____ Records shown

PR #9831, opened 2026-06-17
refactor: single-source the chunk $N symbol-naming algorithm

Dunqing:
`renamer.rs` (chunk-internal deconfliction, producing `canonical_names`) and `compute_cross_chunk_links.rs` (cross-chunk export aliases, producing `exports_to_other_chunks`) each carried their own copy of the same `$N` conflict-suffix naming and `Reverse(exec_order)` ordering — kept in sync only by a hand-written pinned-SHA comment, with no test guarding the contract. This consolidates both into one source of truth.

### What changed

- A shared `ConflictResolver` owns the `$N` naming kernel; both sites call it instead of re-implementing the loop.
- A single `deconflict_order_key` owns the ordering. It returns a borrowed `&str` (so the export sort no longer allocates a `CompactStr` per comparison) and takes `(&ModuleTable, &SymbolRefDb)` rather than the whole `&LinkStageOutput`.
- The pinned-SHA sync comments are gone, replaced by a `debug_assert` that enforces the `chunk.modules` exec-order invariant in code.
- Unit tests now pin the kernel and the ordering — the contract that previously had none.

### Behavior

Unchanged. Chunk-internal naming is byte-identical and cross-chunk export naming is output-neutral — verified by the full Rust test suite (zero snapshot drift) and clippy.

### Hot path

The deconfliction path stays as tight as the original inline loops: `resolve` takes its base by value, so the name the caller already owns moves straight through to the result rather than being re-allocated, and it is `#[inline]`d so the loop compiles down like the hand-written code. The cross-chunk resolver is pre-sized and `"default"` is built with `CompactStr::new_const`.

Intentionally untouched: `NestedScopeRenamer`, the namespace/wrapper logic, the minified base54 export generator, and all read-only consumers of `canonical_names`.

### DIFF
--- a/crates/rolldown/src/stages/generate_stage/compute_cross_chunk_links.rs
+++ b/crates/rolldown/src/stages/generate_stage/compute_cross_chunk_links.rs
@@ -1,8 +1,6 @@
-use std::borrow::Cow;
-use std::cmp::Reverse;
-
 use super::GenerateStage;
 use crate::chunk_graph::ChunkGraph;
+use crate::utils::chunk::conflict_resolver::{ConflictResolver, deconflict_order_key};
 use crate::utils::chunk::normalize_preserve_entry_signature;
 use crate::utils::external_import_interop::external_import_needs_interop;
 use itertools::{Itertools, multizip};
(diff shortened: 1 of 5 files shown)


IWANABETHATGUY:
@Dunqing, It seems the vite CI is broken on the main branch. Can you hold off on this for a few and wait for the CI to be fixed?

Dunqing:
> @Dunqing, It seems the vite CI is broken on the main branch. Can you hold off on this for a few and wait for the CI to be fixed?

Sure, I opened it for triggering the benchmark.

shulaoda (approved):

IWANABETHATGUY (approved):

IWANABETHATGUY:
### Merge activity

* **Jun 18, 10:22 AM UTC**: The merge label 'graphite: merge-when-ready' was detected. This PR will be added to the [Graphite merge queue](https://app.graphite.com/merges?org=rolldown&repo=rolldown) once it meets the requirements.
* **Jun 18, 10:22 AM UTC**: `IWANABETHATGUY` added this pull request to the [Graphite merge queue](https://app.graphite.com/merges?org=rolldown&repo=rolldown).
* **Jun 18, 10:28 AM UTC**: Merged by the [Graphite merge queue](https://app.graphite.com/merges?org=rolldown&repo=rolldown).

camc314 (commented):
nice @Dunqing 🚀this is what I had in mind from our mtg!!

PR #10637, opened 2026-08-06
fix(dev): flush re-emitted assets when their content changes

btea:
The `FileEmitter` is reused for the whole DevEngine lifetime and `emitted_files` is never cleared in dev mode. Since the reference id of an asset emitted with an explicit `fileName` is derived from that name, re-emitting the asset with changed content in a later build was silently dropped after the first flush: `add_additional_files` skipped it forever. This broke consumers that serve emitted assets in dev, e.g. Vite's bundled dev server missing updated html entry assets (vitejs/vite#23179).

Record the source hash of every flushed asset and mark the file dirty when it is re-emitted with different content, so it is flushed again. Assets re-emitted with unchanged content stay deduplicated, and the filename conflict check still only runs on the first flush.

## AI disclosure

This PR was developed with AI assistance. All generated changes were reviewed, tested, and adjusted before submission.

### DIFF
--- a/crates/rolldown_common/src/file_emitter.rs
+++ b/crates/rolldown_common/src/file_emitter.rs
@@ -87,6 +87,10 @@ pub struct FileEmitter {
   options: Arc<NormalizedBundlerOptions>,
   /// Mark the files that have been emitted to bundle.
   emitted_files: FxDashSet<ArcStr>,
+  /// Source hashes of the files that have been flushed to a bundle, keyed by reference id.
+  /// The emitter is reused across dev-mode rebuilds, so a file that is re-emitted with
+  /// different content must be flushed again (see `insert_new_file`).
+  emitted_file_source_hashes: FxDashMap<ArcStr, ArcStr>,
   emitted_chunks: FxDashMap<ArcStr, ArcStr>,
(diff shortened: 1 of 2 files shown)


crates/rolldown_common/src/file_emitter.rs
```diff
@@ -329,6 +334,16 @@ impl FileEmitter {
     sanitized_file_name: Option<ArcStr>,
   ) -> anyhow::Result<()> {
     self.generate_file_name(file, hash, asset_filename_template, sanitized_file_name)?;
+    // The emitter is reused across dev-mode rebuilds. If this asset was already flushed
+    // to a bundle but is now re-emitted with different content, mark it dirty so that
+    // `add_additional_files` flushes it again instead of dropping the update.
+    if self
+      .emitted_file_source_hashes
+      .get(&reference_id)
+      .is_some_and(|flushed_hash| flushed_hash.as_str() != hash.as_str())
```
h-a-n-a:
```suggestion
      .is_some_and(|flushed_hash| &*flushed_hash != hash)
```

We can stick to the original compare method here for better performance in potential.

h-a-n-a (approved):
LGTM. Thanks! Hand over to you @shulaoda . You're the assignee.

PR #10660, opened 2026-08-10
fix(code-splitting): stop negated sideEffects globs retaining modules

JoviDeCroock:
Package sideEffects patterns form a positive allowlist, but fast_glob interprets a leading exclamation mark as a negation. Passing those patterns through made each one match nearly every unrelated module and prevented affected packages from tree-shaking.

Ignore leading-bang string and array patterns before matching, and cover the behavior with a generic unit and integration regression.

> [!NOTE]
> This reproduction was created by a human, implemented by GPT5.6-sol and reviewed by a human

### DIFF
--- a/crates/rolldown_common/src/types/package_json.rs
+++ b/crates/rolldown_common/src/types/package_json.rs
@@ -49,21 +49,12 @@ impl PackageJson {
   pub fn check_side_effects_for(&self, module_path: &str) -> Option<bool> {
     let side_effects = self.side_effects.as_ref()?;
     // Is it necessary to convert module_path to relative path?
-    // `sideEffects` is a positive allowlist, so a leading-`!` entry never marks a module as
-    // side-effectful. Handing it to `fast_glob` would instead match nearly every path that
-    // does not match the remainder of the pattern.
     match side_effects {
       SideEffects::Bool(s) => Some(*s),
-      SideEffects::String(pattern) => Some(
-        !pattern.starts_with('!')
-          && glob_match_with_normalized_pattern(pattern.as_str(), module_path),
-      ),
-      SideEffects::Array(patterns) => Some(
-        patterns
-          .iter()
-          .filter(|pattern| !pattern.starts_with('!'))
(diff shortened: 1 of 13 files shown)


crates/rolldown_common/src/types/package_json.rs
```diff
@@ -49,12 +49,63 @@ impl PackageJson {
...
+      SideEffects::String(pattern) => Some(
+        !pattern.starts_with('!')
+          && glob_match_with_normalized_pattern(pattern.as_str(), module_path),
+      ),
+      SideEffects::Array(patterns) => Some(
+        patterns
+          .iter()
+          .filter(|pattern| !pattern.starts_with('!'))
+          .any(|pattern| glob_match_with_normalized_pattern(pattern, module_path)),
+      ),
```
IWANABETHATGUY: `!foo.js` is a legal path on POSIX. Rollup (with `@rollup/plugin-node-resolve`) matches it literally when `!foo.js` is an item in the `sideEffects` array. So I prefer to escape the leading `!` in `glob_match_with_normalized_pattern` instead of dropping the pattern.

```suggestion
    match side_effects {
      SideEffects::Bool(s) => Some(*s),
      SideEffects::String(p) => Some(glob_match_with_normalized_pattern(p.as_str(), module_path)),
      SideEffects::Array(pats) => {
        Some(pats.iter().any(|p| glob_match_with_normalized_pattern(p.as_str(), module_path)))
      }
```

and then in `side_effects.rs`, before the `fast_glob::glob_match` call:

```rs
  // `fast_glob` reads a leading `!` as a negation, but `sideEffects` is a positive allowlist.
  if normalized_glob.starts_with('!') {
    normalized_glob.insert(0, '\\');
  }
```

JoviDeCroock: Implemented and added a test, thank you for the review

IWANABETHATGUY (approved):

IWANABETHATGUY (approved):

PR #10678, opened 2026-08-15
perf: enable compiler cache via `module.enableCompileCache()`

btea:
https://beta.docs.nodejs.org/module#moduleenablecompilecacheoptions

```
hyperfine --warmup 5 --runs 50 'node bin/cli.mjs --version'  # without this PR
 Time (mean ± σ):      50.4 ms ±   2.1 ms    [User: 48.4 ms, System: 7.6 ms]
 Range (min … max):    47.4 ms …  58.3 ms    50 runs

hyperfine --warmup 5 --runs 50 'node bin/cli.mjs --version'  # with this PR
 Time (mean ± σ):      47.6 ms ±   1.0 ms    [User: 45.8 ms, System: 7.6 ms]
 Range (min … max):    46.2 ms …  51.0 ms    50 runs
```


shulaoda (approved):
Thanks for the contribution.

Vite does the same thing, and later added `module.flushCompileCache()` after 10s. The compile cache is only written to disk when the process exits. For `--watch`, the process stays alive, so the cache may never be flushed. Vite also found that flushing in a SIGINT handler can hang the process.

We may want the same flush for Rolldown `--watch`. Something like:

```js
import module from 'node:module';
try {
  module.enableCompileCache?.();
  setTimeout(() => {
    try {
      module.flushCompileCache?.();
    } catch {}
  }, 10 * 1000).unref();
} catch {}
await import('../dist/cli.mjs');
```

Also, the benefit for Rolldown is likely small. This API only speeds up JS parse/compile. Most of Rolldown is the native Rust addon, which this cache does not speed up.

btea:
Yes, for Rolldown the overall benefits are extremely limited.

PR #10698, opened 2026-08-18
feat(code-splitting): PoC of `codeSplitting.inlineCommonChunks`, not for merge

hyfdev:
POC only for exploring


hyfdev:
Dropped as this is a one rough attempt

PR #10699, opened 2026-08-18
ci(wasi): retry the Node Test step to absorb the shared-dlmalloc flake

hyfdev:
I noticed wasi job sometimes fails. After investigation, I tracked it down to https://github.com/rolldown/rolldown/issues/10697.

The fundamental fix isn't easy and require upstream works. So Adding a retry mechanism to make things easier for now.

PR #10700, opened 2026-08-18
test(dev): expect a hot update across a circular import

hyfdev:
Fix dev test ci error found in https://github.com/rolldown/rolldown/pull/10699

The dev-server harness builds whatever `vitejs/vite` `rolldown-canary` rebased onto `main` gives it, so this arrived without any rolldown change: the last green run is 06:12Z and the first red one is 07:39Z, with vitejs/vite#23259 landing at 07:26Z between them. Every `Node Dev Server Test` job has been red since, on every branch and every Node version, including `main`.

### The playground

```
main.js  →  a.js  →  b.js  ⇄  c.js
   ↑                    b and c import each other
   └── only main calls import.meta.hot.accept()
```

### What changed upstream

Editing `c.js` makes the HMR client walk up the importers looking for a module that accepts updates:

```
c.js → imported by b; b does not accept, keep going
b.js → imported by a and by c
         via a: a → main, and main accepts ✓
         via c: that is where the walk started, it loops back
```

It used to drop the whole walk the moment it looped back — including the `main` boundary it had already found — and reload the page:

```
full reload needed: circular import chain between `b.js` and `c.js`
```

________

§ What this task involves: Of the entries above, transcribe exactly those lines that fall between the line containing "### Merge activity" and the line containing "PR #10637, opened 2026-08-06", together with those two lines.

§ Worked solution:
### Merge activity

* **Jun 18, 10:22 AM UTC**: The merge label 'graphite: merge-when-ready' was detected. This PR will be added to the [Graphite merge queue](https://app.graphite.com/merges?org=rolldown&repo=rolldown) once it meets the requirements.
* **Jun 18, 10:22 AM UTC**: `IWANABETHATGUY` added this pull request to the [Graphite merge queue](https://app.graphite.com/merges?org=rolldown&repo=rolldown).
* **Jun 18, 10:28 AM UTC**: Merged by the [Graphite merge queue](https://app.graphite.com/merges?org=rolldown&repo=rolldown).

camc314 (commented):
nice @Dunqing 🚀this is what I had in mind from our mtg!!

PR #10637, opened 2026-08-06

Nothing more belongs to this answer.